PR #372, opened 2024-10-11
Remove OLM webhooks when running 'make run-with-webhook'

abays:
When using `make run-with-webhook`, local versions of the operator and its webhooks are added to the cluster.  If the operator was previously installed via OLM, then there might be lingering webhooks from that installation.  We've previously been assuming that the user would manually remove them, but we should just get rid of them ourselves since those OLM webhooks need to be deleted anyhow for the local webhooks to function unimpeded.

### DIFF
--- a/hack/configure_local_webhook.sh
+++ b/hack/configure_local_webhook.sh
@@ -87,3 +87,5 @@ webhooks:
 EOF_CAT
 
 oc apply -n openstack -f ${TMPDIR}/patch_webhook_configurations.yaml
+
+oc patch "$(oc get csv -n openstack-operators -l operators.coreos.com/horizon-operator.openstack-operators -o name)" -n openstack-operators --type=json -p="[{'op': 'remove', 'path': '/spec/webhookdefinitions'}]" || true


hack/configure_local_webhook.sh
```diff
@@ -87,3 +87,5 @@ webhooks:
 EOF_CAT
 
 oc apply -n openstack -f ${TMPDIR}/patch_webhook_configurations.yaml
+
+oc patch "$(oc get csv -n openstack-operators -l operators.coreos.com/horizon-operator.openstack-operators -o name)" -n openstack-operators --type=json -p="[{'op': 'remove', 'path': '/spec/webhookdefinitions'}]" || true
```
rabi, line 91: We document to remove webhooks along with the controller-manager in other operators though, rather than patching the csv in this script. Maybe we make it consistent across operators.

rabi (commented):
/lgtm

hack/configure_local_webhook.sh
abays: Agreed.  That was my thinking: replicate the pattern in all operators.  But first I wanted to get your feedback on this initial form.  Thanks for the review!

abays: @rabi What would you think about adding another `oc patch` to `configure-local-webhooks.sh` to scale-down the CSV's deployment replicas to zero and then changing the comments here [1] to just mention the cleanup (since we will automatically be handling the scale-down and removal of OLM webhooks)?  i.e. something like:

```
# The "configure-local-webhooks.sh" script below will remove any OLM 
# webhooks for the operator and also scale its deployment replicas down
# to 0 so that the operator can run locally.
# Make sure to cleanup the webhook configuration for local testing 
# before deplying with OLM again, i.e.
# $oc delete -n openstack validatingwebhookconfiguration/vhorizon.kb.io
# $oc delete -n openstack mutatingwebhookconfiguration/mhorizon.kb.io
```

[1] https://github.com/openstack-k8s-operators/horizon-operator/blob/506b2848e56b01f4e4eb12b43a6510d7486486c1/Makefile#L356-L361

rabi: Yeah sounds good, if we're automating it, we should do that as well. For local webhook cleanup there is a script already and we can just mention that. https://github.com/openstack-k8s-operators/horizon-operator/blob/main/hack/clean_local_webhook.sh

————————

Every line in the entries above that mentions the word "would" must be shown.

(Solution to the problem)
When using `make run-with-webhook`, local versions of the operator and its webhooks are added to the cluster.  If the operator was previously installed via OLM, then there might be lingering webhooks from that installation.  We've previously been assuming that the user would manually remove them, but we should just get rid of them ourselves since those OLM webhooks need to be deleted anyhow for the local webhooks to function unimpeded.
abays: @rabi What would you think about adding another `oc patch` to `configure-local-webhooks.sh` to scale-down the CSV's deployment replicas to zero and then changing the comments here [1] to just mention the cleanup (since we will automatically be handling the scale-down and removal of OLM webhooks)?  i.e. something like:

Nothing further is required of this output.